Immediately after Japan nationalized some of the Diaoyu/Senkaku Islands last September, I pondered what the U.S. role might have been in that decision. As I noted at the time, Japan had made the announcement while then Secretary of State Hillary Clinton was en route to Beijing, suggesting the U.S. had prior knowledge of the announcement or that Japan was seeking to create the impression that it did.
The question of a possible U.S. “hidden hand” in Chinese-Japanese relations again appears relevant in relation to Japanese Prime Minister Shinzo Abe’s proposed summit between him and Chinese President Xi Jinping, or, alternatively, between Japan and China’s foreign ministers.
Shinzo Abe called for the summit on Friday while in Singapore as part of his most recent Southeast Asia visit that also included stops in Malaysia and the Philippines.
“I think there should be a summit meeting and also a foreign ministers meeting as soon as possible … I think such meetings should be held without pre-conditions,” Abe said Reuters reported.
His statement was echoed by his close advisor, Isao Iijima, who Abe has entrusted to carry out some of the country’s most delicate diplomacy, including a trip to North Korea.
“I think a summit will be held in the not-so-distant future,” Iijima said on Sunday.
These statements did not come from a vacuum. For months there has been a series of track II and quiet diplomatic meetings between the two powers, even as their standoff over the Diaoyu/Senkakus has intensified. Iijima himself led a delegation to China to meet with “close associates” of Xi earlier this month, according to The Japan Times.

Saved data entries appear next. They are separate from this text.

PR #3320, opened 2026-05-09
fix: #3319 preserve nested handoff history content

### LINKED ISSUE #3319: Nested handoff history flattening drops multiline and structured content
### Please read this first

- **Have you read the docs?** Yes. This is about the SDK's `nest_handoff_history` behavior during chained handoffs.
- **Have you searched for related issues?** Yes. No duplicate was found. 
### Describe the bug

When a `nest_handoff_history` summary is passed through another nested handoff, `_extract_nested_history_transcript` reconstructs the prior transcript by splitting the summary block into lines and parsing `role: content` text.

That parsing loses information:

- Multiline string content is truncated to the first line.
- Structured role content such as a list of input content parts is converted into a plain string.

Impact: chained handoffs and custom `handoff_history_mapper` implementations can receive a corrupted transcript. User content after the first newline is dropped, and structured input parts such as multimodal content descriptors no longer have their original shape.

### Debug information

### Repro steps

Run this script against current upstream `main`:

```python

import json

from agents.handoffs import HandoffInputData, nest_handoff_history
from agents.items import TResponseInputItem


def capture_second_pass(item: TResponseInputItem) -> list[TResponseInputItem]:
    captured: list[TResponseInputItem] = []

    def mapper(transcript: list[TResponseInputItem]) -> list[TResponseInputItem]:
        captured.extend(transcript)
        return transcript

    first = HandoffInputData(input_history=(item,), pre_handoff_items=(), new_items=())
    first_nested = nest_handoff_history(first)
    second = HandoffInputData(
        input_history=first_nested.input_history,
        pre_handoff_items=(),
        new_items=(),
    )
    nest_handoff_history(second, history_mapper=mapper)
    return captured


multiline = capture_second_pass(
    {"role": "user", "content": "first line\nsecond line"}
)
structured = capture_second_pass(
    {
        "role": "user",
        "content": [
            {"type": "input_text", "text": "look at this"},
            {"type": "input_image", "image_url": "https://example.com/image.png"},
        ],
    }
)

print("multiline:")
print(json.dumps(multiline, ensure_ascii=False, indent=2))
print("structured_content_type:", type(structured[0].get("content")).__name__)
print("structured:")
print(json.dumps(structured, ensure_ascii=False, indent=2))
```

Actual result:

```text
multiline:
[
  {
    "role": "user",
    "content": "first line"
  }
]
structured_content_type: str
structured:
[
  {
    "role": "user",
    "content": "[{\"type\": \"input_text\", \"text\": \"look at this\"}, {\"type\": \"input_image\", \"image_url\": \"https://example.com/image.png\"}]"
  }
]
```

### Expected behavior

Flattening an already nested handoff summary should preserve transcript item content across chained handoffs:

- Multiline content should remain `"first line\nsecond line"`.
- Structured content should remain a list, not be converted to a string.
- Legacy simple summary lines should continue to parse for existing saved histories.

Aphroq:
### Summary

- Preserve multiline message content when flattening an already nested handoff-history summary.
- Preserve structured role content by serializing those summary entries as JSON and parsing them back before the next history mapper runs.
- Keep the existing readable `role: content` format for simple string messages, and keep legacy summary parsing for older saved histories.

### Test plan

### Issue number

Closes #3319

### Checks

### DIFF
--- a/src/agents/handoffs/history.py
+++ b/src/agents/handoffs/history.py
@@ -162,9 +162,13 @@ def _format_transcript_item(item: TResponseInputItem) -> str:
     role = item.get("role")
     if isinstance(role, str):
         content = item.get("content")
-        if content is None or isinstance(content, str):
+        if content is None or (isinstance(content, str) and not _contains_newline(content)):
             return _format_transcript_item_legacy(item)
     return _format_transcript_item_json(item)
+
+
+def _contains_newline(value: str) -> bool:
+    return "\n" in value or "\r" in value
 
 
 def _format_transcript_item_json(item: TResponseInputItem) -> str:
--- a/src/agents/handoffs/history.py
+++ b/src/agents/handoffs/history.py
@@ -161,6 +161,24 @@ def _build_summary_message(transcript: list[TResponseInputItem]) -> TResponseInp
 def _format_transcript_item(item: TResponseInputItem) -> str:
     role = item.get("role")
     if isinstance(role, str):
+        content = item.get("content")
+        if content is None or isinstance(content, str):
+            return _format_transcript_item_legacy(item)
+    return _format_transcript_item_json(item)
+
+
+def _format_transcript_item_json(item: TResponseInputItem) -> str:
+    payload = cast(dict[str, Any], deepcopy(item))
+    payload.pop("provider_data", None)
+    try:
+        return json.dumps(payload, ensure_ascii=False, default=str)
+    except (TypeError, ValueError):
+        return _format_transcript_item_legacy(item)
+
+
+def _format_transcript_item_legacy(item: TResponseInputItem) -> str:
+    role = item.get("role")
+    if isinstance(role, str):
         prefix = role
         name = item.get("name")
         if isinstance(name, str) and name:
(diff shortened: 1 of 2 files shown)


seratch (changes requested):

Moreover, from the Reuters report it does not appear Abe backtracked on any previous positions as he stated he wanted the talks to be held without preconditions, and doesn’t appear to have mentioned the dispute over the East China Sea islands specially, which Tokyo doesn’t officially recognize as being a dispute.
Still, there is good reason to think that the U.S. played a role in bringing the possible summit about. Stephen Harner, formerly a U.S. State Department official and current Forbes contributor, wrote on U.S.-China Focus over the weekend that Abe’s nationalistic statements have made him virtually “persona non grata” with the White House.
I suspect that this is overstating the case somewhat, but there have been a number of signs that the Obama administration is growing increasingly concerned about Abe’s revisionist history and the continued standoff with China over the Diaoyu/Senkaku Islands. Moreover, Abe’s statement on seeking a summit with President Xi came right after he met informally with Vice President Joe Biden when their paths crossed Singapore. At the very least, then, the timing of Abe’s statement gave the impression that the U.S. had been instrumental in pushing Abe toward a more conciliatory position.
If so, this is the kind of deft diplomacy one doesn’t normally associate with Washington.
The U.S. has many reasons to push Japan to call for a summit with China. To begin with, the U.S. has a security pact with Japan, which it has repeatedly stated includes the Diaoyu/Senkakus Islands. In effect, then, the U.S. has committed to going to war with China should Beijing try to take the islands militarily. Washington certainly doesn’t want to have to make good on this promise, and therefore has every reason to want to dial down tensions.
Second, trying to create an image of Abe as a reasonable leader could help Tokyo repair relations with South Korea, something the U.S. has been trying to orchestrate for months now. These efforts may start paying off soon as at the end of his Southeast Asia tour on Saturday, Prime Minister Abe did in fact call for a summit with South Korean President South Korean President Park Geun-Hye.
Perhaps most importantly, to the extent that the U.S. can convince China that it is responsible for Japan moderating its position, it can make its pivot to Asia more palatable to leaders in Beijing. When Japan first nationalized the islands back in September, the consensus in Beijing seemed to be that the U.S. was secretly behind the move or, at the very least, that its pivot to Asia was emboldening countries like Japan and the Philippines.
This sentiment hasn’t disappeared entirely, of course, but these days there seems to be more concern in Beijing over Japan’s alleged return to right-wing nationalism proper, rather than America’s role in bringing it about. To the extent that the U.S. can restrain Japan—or at least be seen by China as doing such—it can make the case that it is in Beijing’s interest that the U.S. deepens its involvement in the region.
And, of course, the U.S. has not been shy in doing just that. Indeed, Vice President Biden made the case again right before departing Asia this weekend.
“The United States has a deep stake in these [maritime] issues,” Biden said at the tail end of his trip. “We are, we will remain a resident Pacific power…. And it’s in the interest of all nations, especially Pacific nations, that we be there.”
“America by admission of everyone, including the Chinese — America has helped create the conditions for security and stability that allow — has allowed the Asian-Pacific nations to turn their talents and intentions to the economic miracle that we witnessed the previous 60 years.”